The cultural change Young proposes involves making living constitutionalism “a little less lively” by tying changes in constitutional meaning to “very sustained trends over time.” It’s an approach that has held an “almost dispositional” appeal for him since taking a deep dive into the political theory of Edmund Burke, first as an undergraduate and later as a law student; his third-year capstone paper at Harvard Law, “Rediscovering Conservativism: Burkean Political Theory and Constitutional Interpretation,” (72 North Carolina Law Review 619-724 (1994)) became his first published scholarly work.
“My paper argued that a lot of the thought dominating legal conservativism in this country — originalism and bright-line rules over flexible standards — actually wasn’t particularly conservative from a Burkean standpoint,” said Young. He plans to develop ideas from that piece, along with “Dying Constitutionalism” and other works on interpretive theory, in a forthcoming book. Burke, he said, articulated a “positional conservativism” that promoted slow, incremental, yet constant reform over radical change.
Although it can seem tempting to broaden the scope of the sources of constitutional meaning to make room for the Constitution over time, Young said that he learned from Burke “that things don’t always get better. Sometimes they get worse.

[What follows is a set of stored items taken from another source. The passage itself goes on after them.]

PR #1351, opened 2025-04-02
HSTS and SSL settings

jameskimmel:


nielsvanvelzen (changes requested):
We're using a minimal configuration in our documentation that highlights options needed for Jellyfin. Additional security on-top of the default security practices from a webserver is out of scope for our docs.

jameskimmel:
> We're using a minimal configuration in our documentation that highlights options needed for Jellyfin. Additional security on-top of the default security practices from a webserver is out of scope for our docs.

I would argue that HSTS and ssl stapling are default security practices nowadays. 
IMHO more important than the Permissions policy we also have in the NGINX docs.

PR #1358, opened 2025-04-08
update opus and ogg support status

felix920506:
Apple added support for OGG Vorbis and OGG Opus in iOS 18.4 / macOS 15.4


Shadowghost (approved):
Please fix the merge conflict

“Society is really complex and really fragile, and the gains we have are hard won. If you start allowing for change you can go backwards as well as forwards.”

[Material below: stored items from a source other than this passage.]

PR #1360, opened 2025-04-11
use url of 10.10.z branch in web-config.md

Viperinius:
The link to the stable default web config file is probably meant to point to the latest release, correct?

If this was otherwise intentionally left at 10.8.z, please disregard this PR


joshuaboniface (approved):

joshuaboniface:
Definitely not intentional, thanks!

PR #1328, opened 2025-03-09
Create passthrough.md

LordAnchemis:
Added instructions on unpriviledged LXC passthrough

PR #1366, opened 2025-04-15
make install instructions nicer

felix920506:
Trying to implement some ideas from https://github.com/jellyfin/jellyfin-meta/discussions/92
Open to feedback and/or major changes


docs/general/installation/automatic-installer.md
```diff
@@ -0,0 +1,93 @@
...
+2. Stop the currently running server either via the dashboard or using the menu bar icon.
+3. Drag the new `.app` package into the Applications folder and click yes to replace the files.
+4. Start the application.
+
+### Uninstalling on macOS
+
+1. Stop the currently running server either via the dashboard or using the application icon.
+2. Move the `.app` package to the trash.
+
+### Deleting Configuration on macOS
```
joshuaboniface, line 56: Not sure if we really need this section? If we do, we should add a similar one for Windows.

docs/general/installation/community.md
```diff
@@ -0,0 +1,139 @@
+---
+uid: installation-community
+title: Community Maintained Packages
+description: Community maintained packages.
+sidebar_position: 5
+---
+
+# Community Maintained Packages
+
+These packages are maintained by community packagers independent of Jellyfin for distributions not officially supported by Jellyfin. For these distributions, [container images](/docs/general/installation/container) are recommended.
```
joshuaboniface, line 10: >For these distributions, [container images](/docs/general/installation/container) are recommended.

This is where we get into where our line should be. Personally I think it should be a little less forceful, something like.

>We can't always support problems with community-maintained packages; if you encounter trouble with them, please contact their maintainers first. If you're not sure, we recommend using [container images](/docs/general/installation/container) on these systems instead.

joshuaboniface (commented):
Two thoughts.

docs/general/installation/automatic-installer.md
felix920506: I don't really know, this was directly copied from the original macOS docs. I think it would be useful to have but not sure if installation would be the best place for it to go.

felix920506: Removing for now, we can make a proper uninstall doc later

jhparker88:
As a first time user (or even occasional installer) you would expect a list of OS's from where you start (as most software installation divide there instructions by OS) but now you have a single page dedicated to automatic installations mixing (which means scrolling until you find your OS) all OS information merged into one page (for users that might never us Linux or Windows or macOS). I would recommend to keep Linux, Windows, macOS separated by there dedicated pages to reduce the need for searching relevant information on a specific OS.

joshuaboniface (approved):

joshuaboniface:
I do agree wiht @jhparker88 that the flow/list should be a little nicer starting with broad OS categories. But also this derives from a discussion regarding what we want to support at 1st party vs. 3rd party so perhaps that's better left for another PR.

felix920506:
@joshuaboniface I separated it out into the broad categories for the automatic installers.

jhparker88:
I would suggest moving the TrueNAS SCALE into the "Advanced" section given that it is similar to Synology and avoids cluttering the installation section.

felix920506:
@jhparker88 the reason Truenas scale isn't in advanced but Synology is that Synology users are actively causing support problems for us especially for hardware acceleration related problems since they use a kernel version so old even Intel doesn't support drivers for anymore. On top of that because they are such potatoes in terms of processing power, they are just a pain to support. 

Truenas doesn't have this problem.

jhparker88:
> for us especially for hardware acceleration related problems since they use a kernel version so old even Intel doesn't support drivers for anymore. On top of that because they are such potatoes in terms of processing power, they are just a pain to support.

Well, I saw that more under the premise of "user" reach which means most users (not having any numbers here) will choose from the four main (Linux, Windows, macOS, or Container) and any specialized installations can be found in Advanced. I was also under the impression that advanced means doing more than just pulling a container or download a file and press enter. For example, I would love to see a Promox section next to the Synonlogy and TrueNAS to incorporate #1328 into it but I'm digressing here.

The “stiff-necked” constitutionalism Young proposes might lack “the exciting potential for surprising and inspiring moral growth,” he concluded in “Dying Constitutionalism.” “But a stiffer, creakier, even grumpier constitutionalism might also make it harder to go from ratification of a Fourteenth Amendment committed to black equality to the Civil Rights Cases in 15 years, or from a Fifteenth Amendment committed to black suffrage to the abandonment of black voters to murderous white supremacist mobs in just five.”